The clopidogrel hydrosulfonate crystallizes. The reaction mixture is left to react with Turrax® for 45 minutes. The remaining 90% of the sulphuric acid is then drained to 94-96% (74.6 kg) in about 2 hours, while continuing to operate Turrax®. Turrax® is stopped 30 minutes after the addition of acid and agitated for 30 minutes. Turrax® is washed and dried in a pressure filter.

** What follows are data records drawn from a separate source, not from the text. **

PR #1702, opened 2025-09-23
Mod ring buffer indices before storage

Owliie:
Currently, the sequencer can write whatever number that fits in 2b in the ring buffer table per feed id. This PR introduces modulo operation to ensure that the number written is not greater than `2^13 - 1`. Otherwise, when the number is above this maximum the client reading from the contract actually reads from another feed's storage.

### DIFF
--- a/libs/ts/contracts/contracts/AggregatedDataFeedStore.sol
+++ b/libs/ts/contracts/contracts/AggregatedDataFeedStore.sol
@@ -416,7 +416,17 @@ contract AggregatedDataFeedStore {
 
           // update pointer to start start of index data
           pointer := add(pointer, add(indexLength, 1))
-          sstore(add(RING_BUFFER_TABLE_ADDRESS, slot), calldataload(pointer))
+          sstore(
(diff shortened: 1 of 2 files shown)


libs/ts/contracts/contracts/AggregatedDataFeedStore.sol
```diff
@@ -416,7 +416,13 @@ contract AggregatedDataFeedStore {
 
           // update pointer to start start of index data
           pointer := add(pointer, add(indexLength, 1))
-          sstore(add(RING_BUFFER_TABLE_ADDRESS, slot), calldataload(pointer))
+          sstore(
+            add(RING_BUFFER_TABLE_ADDRESS, slot),
+            and(
+              calldataload(pointer),
+              0x1fff1fff1fff1fff1fff1fff1fff1fff1fff1fff1fff1fff1fff1fff1fff1fff
```
PetarKirov, line 423: Please add a comment explaining why we're masking the ring buffer table entry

310 kg of clopidogrel Form 2 hydrogen sulphonate is obtained, giving a yield of 90.9%; F = 176 ± 3°C

Claims (12)

1. Crystalline (+)-(S) polymorph of clopidogrel hydrogen sulphate (Form 2) whose powder X-ray diffractogram shows the following characteristic peaks expressed as interplanar distances at approximately 4.11; 6.86; 3.60; 5.01; 3.74; 6.49; 5.66 Å.
2. Crystalline (+)-(S) polymorph of clopidogrel hydrogen sulphate (Form 2) whose infrared spectrum exhibits characteristic absorptions expressed in cm^-1 at: 2551, 1497, 1189 and 1029, with respective percentages of transmittance of about: 43; 63.7; 18; 33.2.
3. Crystalline (+)-(S) polymorph of clopidogrel hydrogen sulphate (Form 2) having a melting point of 176 ± 3°C.
4. Crystalline polymorph of clopidogrel hydrogen sulphate (Form 2) characterized by the powder X-ray diffractogram according to Figure 2.
5. Crystalline polymorph of clopidogrel hydrogen sulphate (Form 2) characterized by an infrared spectrum according to Figure 3.
6. Crystalline polymorph of clopidogrel hydrogen sulphate (Form 2) characterized by the powder X-ray diffractogram according to Claim 1 and an infrared spectrum according to Claim 2.
7. Method for the preparation of (+)-(S)-clopidogrel hydrogen sulphate Form 2, according to Claims 1, 2 and 3, characterized in that:

   the aqueous-acetone mother liquors resulting from the crystallization of (+)-(S)-clopidogrel hydrogen sulphate Form 1 release, after 3 to 6 months, crystals of clopidogrel hydrogen sulphate Form 2.
8. Method according to Claim 7, characterized in that the aqueous-acetone mother liquors resulting from the crystallization of (+)-(S)-clopidogrel hydrogen sulphate Form 1 contain 0.3 to 1% of water.
9. Method according to Claim 7, characterized in that the aqueous-acetone mother liquors resulting from the crystallization of (+)-(S)-clopidogrel hydrogen sulphate Form 1 contain up to about 10% of clopidogrel hydrogen sulphate, this quantity being calculated from the quantity of methyl (+)-(S)-α-(2-chlorophenyl)-4,5,6,7-tetrahydrothieno[3,2-c]pyridinyl-5-acetate camphorsulphonate used during the conversion to hydrogen sulphate.
10. Method according to any one of Claims 7 to 9, characterized in that the aqueous-acetone mother liquors resulting from the crystallization of (+)-(S)-clopidogrel hydrogen sulphate Form 1 release slowly, after a period of three to six months, at a temperature of less than 40°C, clopidogrel hydrogen sulphate Form 2.
11. Method for the preparation of clopidogrel hydrogen sulphate Form 2 in which:

    (a) methyl (+)-(S)-α-(2-chlorophenyl)-4,5,6,7-tetrahydrothieno[3,2-c]pyridinyl-5-acetate camphorsulphonate is dissolved in an organic solvent,

    (b) camphorsulphonic acid is extracted with an aqueous alkaline solution of potassium carbonate and washed with water,

    (c) the organic phase is concentrated under reduced pressure and the concentration residue is taken up in acetone,

    characterized in that 94-96% sulphuric acid is added and the mixture is seeded with clopidogrel hydrogen sulphate Form 2, the product is crystallized, the mixture is cooled, filtered and the crystals are washed and then dried under reduced pressure to give clopidogrel hydrogen sulphate Form 2.
12. Pharmaceutical composition containing, as active ingredient, the Form 2 polymorph of clopidogrel hydrogen sulphate according to Claim 1 in combination with at least one pharmaceutical excipient.